5’- CCTCCTCTTTAACGCCTCCTG -3’

Reverse primer

5’- GGGGACAACTCCCAGACTTTTT-3’

BRCA1

Forward primer

5’- ACCTTGGAACTGTGAGAACTCT-3’

Reverse primer

5’- TCTTGATCTCCCACACTGCAATA-3’

CHEK1

Forward primer

5’- CCAGTAAACAGTGCTTCTAG-3’

Reverse primer

5’- TCTTCAGGAAGTGTCTCTTGC-3’

MYC

Forward primer

5’- TCCCTCCACTCGGAAGGAC-3’

Reverse primer

5’- CTGGTGCATTTTCGGTTGTTG-3’

MYCN

Forward primer

5’- CACGTCCGCTCAAGAGTGTC-3’

Reverse primer

5’- GTTTCTGCGACGCTCACTGT-3’

ACTB

Forward primer

5’- CATGTACGTTGCTATCCAGGC-3’

Reverse primer

5’- CTCCTTAATGTCACGCACGAT-3’

Histological and immunohistochemical analyses

Xenograft tumors were fixed in 4% paraformaldehyde solution and subsequently embedded in paraffin.
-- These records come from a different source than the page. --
PR #334, opened 2019-04-03
Expression JSON (De)serialization

GustavoAngulo:
Changes added in this PR:
* JSON serialization and deserialization for expressions
* Change `Copy` methods of expressions to use `std::shared_ptr`. By convention, we want `AbstractExpression`s to be contained in `shared_ptr`s
* Fix for #343

If you are able to help out, it should take you less than 30min to add support for an expression type. 

**Instructions**
* Clone my branch [`GustavoAngulo/terrier:jesus_christ_its_json_bourne`](https://github.com/GustavoAngulo/terrier/tree/jesus_christ_its_json_bourne)
* Sign up for an expression type [here](https://docs.google.com/spreadsheets/d/1Pjl8LeVmUUOLOPfbuZ8GbBsEUFNZeoEaEAl1wKukDwY/edit?usp=sharing). I would recommend not signing up until you are going to work on it, as they are fairly quick to do, and maybe someone else can get it done sooner.
* Write the serialization and deserialization functions for the expression.  Look at `AggregateExpression` as an example. This should be your starting point for understanding how to do this. 
* Uncomment the cases in the switch statement in `abstract_expression.cpp:DeserializeExpression` that create your specific expression.
* Write a test case. Your test case should create a simple expression of the type you created serialization for, serialize it, deserialize it, and compare to make sure the expression and its fields are equal. Look at `expression_test.cpp` for an example for `AggregateExpression`.
* Send me a patch (gangulo@andrew.cmu.edu) with your change. Instructions on how to do that [here](https://stackoverflow.com/questions/6658313/generate-a-git-patch-for-a-specific-commit)

**Some notes**
* You may need to do (de)serialization for any subtypes that are members of your expression, such as `TransientValue`.
* Code style for json fields is the same as variables: lower_case_with_underscores. Look at `AbstractExpression::ToJson` as an example.
* You may need to remove any const quantifiers on member variables so you can set their values during deserialization. This is okay.
* Make sure to use the `DEFINE_JSON_DECLARATIONS` macro in the **namespace** of your expression, not inside the class. 
* Make sure to call `AbstractExpression::FromJson` and `AbstractExpression::ToJson` from each (de)serializer for expressions. Example of this in `AggregateExpression`
* Look at the test case in `expression_test.cpp` to see how (de)serialization will work in practice. 
* Make sure to add a default constructor if a no parameter constructor does not exist already 
* From the JSON library README:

For histopathological examination, 4-micrometer sections were prepared and stained with hematoxylin and eosin. Immunohistochemical staining was performed on serial sections using antibodies against Ki67 (1:1000, CST 9449), cleaved Caspase 3 (CC3) (1:300, CST 9661), Rad51 (1:200, Abcam ab133534), and γH2AX (1:500, Ser139, CST 2577). The stained sections were then mounted and photographed with a Leica microscope (Leica Microsystems, Germany).

Quantification and statistical analysis

All in vitro experiments were conducted at least three times to ensure reproducibility. Data are presented as mean values ± SD. Comparisons between 2 groups were made with a two-tailed Student’s t test. Differences were considered statistically significant at p < 0.05, with significance levels indicated as follow: *p < 0.05, **p < 0.01, ***p < 0.001, ****p < 0.0001.